Saved data entries:
═══

Issue #242, opened 2026-03-15
release: Could we build and release the static executable binaries in GitHub Release for major platforms


lqhuang:
Hi Will,

Thanks for creating a modern version of `httpbin`! I like it and use it often.

I've encountered a situation where I'd rather avoid using Docker or Docker-in-Docker (for example, in certain CI actions). I also don't want to set up the Go toolchain to build the CLI from scratch. So, I was hoping to find pre-built binaries that I could download directly from the GitHub Releases. I checked the page, but it seems only source code is currently available.

Here are a few Go-based projects for reference:

- https://github.com/antonmedv/fx/releases/
- https://github.com/mikefarah/yq/releases/

which should help clarify my expected results and assets.

Regarding the primary platforms, I believe Windows x86_64, Linux x86_64/aarch64, and macOS aarch64 should be enough to cover most use cases in the first few experimental releases.

I don't have much experience with Go development, but if you're short on time, I'd be happy to help improve the GitHub Actions CI!

Looking forward to hearing your thoughts.

PS: Could we also add an echo server with `Content-Encoding` support via `/echo` like `/websocket/echo`?

Regards,
Lanqing

mccutchen:
Yes, I plan to do this!

When I can, I'm currently experimenting with a goreleaser based process over in https://github.com/mccutchen/go-app-template that I'm hoping to import here once I've ironed out the kinks.

mccutchen:
Fixed in #244.  As of [v2.22.0](https://github.com/mccutchen/go-httpbin/releases/tag/v2.22.0), each release will include prebuilt binaries for Linux, macOS, and Windows, for both amd64 and arm64 CPUs.  Thanks for the push!

lqhuang:
Thanks! I really appreciate it!

Cheers!

Issue #85, opened 2022-10-13
Consider switching from CMD to ENTRYPOINT in docker image


mccutchen:
As proposed by @x70b1 in https://github.com/mccutchen/go-httpbin/pull/84, updating the Dockerfile to set the `go-httpbin` binary as the `ENTRYPOINT` rather than the `CMD`

```diff
- CMD ["/bin/go-httpbin"]
+ ENTRYPOINT ["/bin/go-httpbin"]
```

would be a small, useful UX improvement by allowing folks who run the image using command line arguments to slightly simplify their workflows:

```diff
-  nerdctl run mccutchen/go-httpbin go-httpbin -use-real-hostname
+  nerdctl run mccutchen/go-httpbin -use-real-hostname
```

I'm currently a little reluctant to do this out of fear of unexpectedly breaking existing uses in CI processes if they're not pinning to a specific release, but it's a good candidate to include in any future breaking change we need to make.

mccutchen:
Done in #244 (and it turns out to be backwards compatible!)

PR #244, opened 2026-04-08
ci: updated release process

mccutchen:
Switch over to a [goreleaser][] based process, still triggered by the creation of a release on GitHub, which now
- Builds signed OCI images w/ SBOMs and pushes them to GHCR and Dockker Hub (same as before)
- Builds signed release binaries for Linux, Mac (w/ notarization), and Windows on both amd64 and arm64 architectures
- Generates build provenance attestations on GitHub

This closes #209, #242 and #85 (kinda incidentally).  It also lays the ground work for addressing #188 and #190, which will be fixed in follow ups.

My plan is to merge this and create pre-releases while I nail down any loose ends before cutting a final release.

[goreleaser]: https://github.com/goreleaser/goreleaser

### DIFF
--- a/.github/workflows/release.yaml
+++ b/.github/workflows/release.yaml
@@ -1,75 +1,94 @@
-# This action pushes new amd64 and arm64 docker images to the Docker and GitHub
-# registries on every new release of the project.
+# The release workflow is triggered by the creation of a GitHub release and
+# builds cross-platform binaries and multi-arch docker images.
 #
-# Cobbled together from these sources:
-# - https://github.com/docker/build-push-action/#usage
-# - https://docs.github.com/en/actions/publishing-packages/publishing-docker-images
-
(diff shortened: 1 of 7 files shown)


nightah:
Is there a reason the default port `EXPOSE` was omitted in the release Dockerfile?
This has caused issues with Traefik, where it can no longer auto-discover the port for the Docker provider.

mccutchen:
Oh no! That was an oversight, let me push a fix. Thanks for the heads up!

mccutchen:
Should now be fixed in [v2.22.1](https://github.com/mccutchen/go-httpbin/releases/tag/v2.22.1) and `latest` images on ghcr and docker hub.  Thanks again!

nightah:
Thanks for the prompt response and fix.

PR #249, opened 2026-04-12
compat: avoid OCI entrypoint change breaking legacy invocations

mccutchen:
Before #244, the entrypoint for Docker/OCI images was a shell, so it was possible to run go-httpbin like so to pass CLI args:

    docker run mccutchen/go-httpbin go-httpbin -use-real-hostname

After that change, the entrypoint is the go-httpbin binary itself, so the above would become:

    docker run mccutchen/go-httpbin -use-real-hostname

On the off chance there are users who a) rely on the first form and b) also automatically update to the latest image, we can pretty easily add a bit of shim code to allow the old invocation to work in new images.


mccutchen:
Heh, actually, turns out this isn't really needed, as positional args seem to be ignored entirely!

```
./dist/go-httpbin xgo-httpbin asdfasd adfasfasdf -use-real-hostname
time=2026-04-11T22:41:35.544-04:00 level=INFO msg="go-httpbin listening on http://0.0.0.0:8080"
```

PR #255, opened 2026-05-20
feat: support text format for /ip

### LINKED ISSUE #254: feat: support plain text responses from `/ip`
Hi there

Quite happy to discover this httpbin alternative, thanks a lot. 

It covered my original use case, and I saw an interesting /ip (actually exists in httpbin, never paid attention). Would happily replace my https://icanhazip.com/ usage by it, but would it be possible to add a parameter like `?format=text`, or maybe a dedicated /ip_raw endpoint to have the raw IP instead of JSON ? Otherwise in my scripts I'd have to either add jq (quite overweight) or something like `| grep | cut -d'"' -f2`, kinda brittle.

Thanks again,

nanookclaw:
## Summary

Adds support for `GET /ip?format=text`, returning the detected client IP directly as `text/plain; charset=utf-8`. The default `/ip` response stays unchanged and continues to return `{"origin": ...}` JSON.

Closes #254.

## Testing

- `go test ./httpbin -run 'TestIP/text_format$' -count=1`
- `go test ./httpbin -run 'TestIP/(remote_addr_used_if_no_x-forwarded-for|first_entry_in_x-forwarded-for_used_if_present)$' -count=1`
- `go test ./httpbin -run '^$' -count=1`
- `git diff --check`

Note: `go test ./httpbin -run TestIP -count=1` reaches the existing real-connection subtest and fails in this sandbox because `httptest` cannot listen on localhost (`operation not permitted`).

### DIFF
--- a/httpbin/handlers.go
+++ b/httpbin/handlers.go
@@ -170,8 +170,14 @@ func (h *HTTPBin) Deflate(w http.ResponseWriter, r *http.Request) {
 
 // IP echoes the IP address of the incoming request
 func (h *HTTPBin) IP(w http.ResponseWriter, r *http.Request) {
+	origin := getClientIP(r)
+	if r.URL.Query().Get("format") == "text" {
+		writeResponse(w, http.StatusOK, textContentType, []byte(origin))
+		return
+	}
+
 	writeJSON(http.StatusOK, w, &ipResponse{
-		Origin: getClientIP(r),
+		Origin: origin,
 	})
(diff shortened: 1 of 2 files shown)


mccutchen:
While there’s no official policy on AI-written contributions, I’m gonna reject this because I assume this is a bot that’s querying for “help wanted” labels and autosubmitting fixes. Not interested in this kind of contribution.

PR #261, opened 2026-06-07
build: fix static linking in distroless dockerfile

ajithcnambiar:
## Summary
  - Pin Docker build image to `golang:1.26.4` (was `golang:1.26`) for the latest stable Go.
  - Fix `Makefile` build target: drop the stray `;` after `CGO_ENABLED=0`. The semicolon made it a non-exported shell var, so `go
  build` defaulted to CGO enabled and produced a dynamically-linked binary — which fails on distroless with `exec /bin/go-httpbin:
  no such file or directory`. Now statically linked.

### DIFF
--- a/Dockerfile
+++ b/Dockerfile
@@ -1,5 +1,5 @@
 # syntax = docker/dockerfile:1.3
-FROM golang:1.26.4 AS build
+FROM golang:1.26 AS build
 
 WORKDIR /go/src/github.com/mccutchen/go-httpbin
 
--- a/Dockerfile
+++ b/Dockerfile
@@ -1,5 +1,5 @@
 # syntax = docker/dockerfile:1.3
-FROM golang:1.26 AS build
+FROM golang:1.26.4 AS build
 
 WORKDIR /go/src/github.com/mccutchen/go-httpbin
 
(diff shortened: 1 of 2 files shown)


ajithcnambiar:
@matheusfm could you please take a look, thanks! 🙏

Dockerfile
```diff
@@ -1,5 +1,5 @@
 # syntax = docker/dockerfile:1.3
-FROM golang:1.26 AS build
+FROM golang:1.26.4 AS build
```
mccutchen: I'm a little conflicted about this — it pins to the latest stable release _today_ but will quickly become a pin to an outdated stable release.

The choice of 1.26 was intentional, making it possible to track the latest stable release as it changes over time.  There are definitely tradeoffs, though, as the current approach might require explicitly running `docker pull golang:1.26` to make sure you're actually building on the latest stable release.

My inclination would be to drop this change, in part so that I don't have to keep updating it myself.

mccutchen (commented):
Yikes, thank you for the fix!

I've neglected this Dockerfile since #244, which uses [Dockerfile.release](https://github.com/mccutchen/go-httpbin/blob/main/Dockerfile.release) via goreleaser.  I need to figure out how to unify the two, this is a good reminder.

Dockerfile
ajithcnambiar: Thanks for the review, Ok - if you want me remove `Dockerfile` change and want to merge just `Makefile`, open to do that, thanks!

PR #268, opened 2026-08-12
feat: publish OpenAPI schema and embedded Swagger UI

### LINKED ISSUE #177: feat: openapi schema
As a user I'd like a swagger schema for the known APIs to be provided on /swagger.yml (or appropriate path) by the service itself.

- does such a schema exist?
- is there already a way to request it?

rayzorinc:
## Summary

go-httpbin can now describe and explore its HTTP API without relying on an external schema host. It serves an OpenAPI 3.2 document from `/openapi.json`, provides a fully embedded Swagger UI under `/swagger/`, and preserves both routes when the service runs with a path prefix.

The schema is derived from the same `http.ServeMux` patterns used at runtime, which keeps methods and path parameters aligned with the implementation. Swagger assets are vendored into the binary for offline and deployment reliability, and `/swagger/doc.json` provides a familiar schema alias.

A generated `docs/openapi.yaml` snapshot makes the schema available in the repository. `make openapi` refreshes it, while `make openapi-check` and `make lint` detect drift.

Fixes #177.

## Validation

- `make fmt lint test`
- Verified the prefixed routes locally at `/api/openapi.json`, `/api/swagger/doc.json`, and `/api/swagger/`.


mccutchen:
Raymond! It's been too long, I hope you're doing well!

A few high level thoughts on this change:
- Providing a complete and accurate OpenAPI spec is something I've wanted to do for a long time, but httpbin is a very weird kind of service where many of its endpoints/behaviors are specifically difficult to usefully describe in OpenAPI terms.  (I've got a long-lived WIP branch where I'm also trying to do this, I pick it up every 6 months or so before giving up again.)
  - The implementation here, which AFAICT from reading the code will generate a spec describing only the HTTP verb(s) and endpoints but missing any useful details about the parameters or other request/response behaviors feels a bit incomplete
- For now, I'm maintaining a strict zero dependencies policy
- Any OpenAPI implmenetation would necessarily need to be accompanied by an automated test suite to ensure that the OpenAPI spec and the actual implementation stay in sync over time (see, e.g., [schemathesis](https://schemathesis.readthedocs.io/en/stable/) for one way we might do that)
- Relatively minor and potentially short-sighted, but I'd probably start by loading Swagger from a CDN instead of committing it to the repo, until that became problematic

mccutchen:
(Apologies for accidental close!)

rayzorinc:
@mccutchen no worries.  seems like you have something in progress then and is actively working on it?  i can close mine then.

PR #270, opened 2026-08-25
feat: add /image/avif endpoint

### LINKED ISSUE #195: feat: add /image/avif endpoint
Add a endpoint for serving AVIF images at /image/avif

ChrisJr404:
Adds an `/image/avif` endpoint and wires AVIF into the Accept-based negotiation on `/image`, so a request with `Accept: image/avif` gets it back. Works the same way the existing png/jpeg/webp/svg formats do.

The asset is the same picture as the other image formats, just re-encoded to AVIF.

Closes #195.


mccutchen (approved):
👍 thanks!

PR #413, opened 2021-04-29
feat: load configs from files

luke-biel:


luke-biel:
superseeded by https://github.com/epiphany-platform/CommonDataLayer/pull/470

PR #450, opened 2021-05-05
fix: PartialNotification format in PUE

### LINKED ISSUE #444: bug: PUE - invalid message format

frondeus:
fixes #444


luke-biel (approved):
We should publish & share notification format at some point.

PR #455, opened 2021-05-06
chore: remove vec_map

Kononnable:
vecmap allocates way too much memory if index value is only increasing


smores56 (approved):

luke-biel (approved):
I can let it through, but we are swapping to other Map for memory usage optimization (which I assume was tested manually, we don't have automatic metrics) with cost in performance (also, no metrics)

═══

*INSTRUCTIONS FOR THE TASK:* From the line holding "I'm currently a" to the line holding "Switch over to", inclusive, restate each line above exactly as written.

*EXPECTED ANSWER:*
I'm currently a little reluctant to do this out of fear of unexpectedly breaking existing uses in CI processes if they're not pinning to a specific release, but it's a good candidate to include in any future breaking change we need to make.

mccutchen:
Done in #244 (and it turns out to be backwards compatible!)

PR #244, opened 2026-04-08
ci: updated release process

mccutchen:
Switch over to a [goreleaser][] based process, still triggered by the creation of a release on GitHub, which now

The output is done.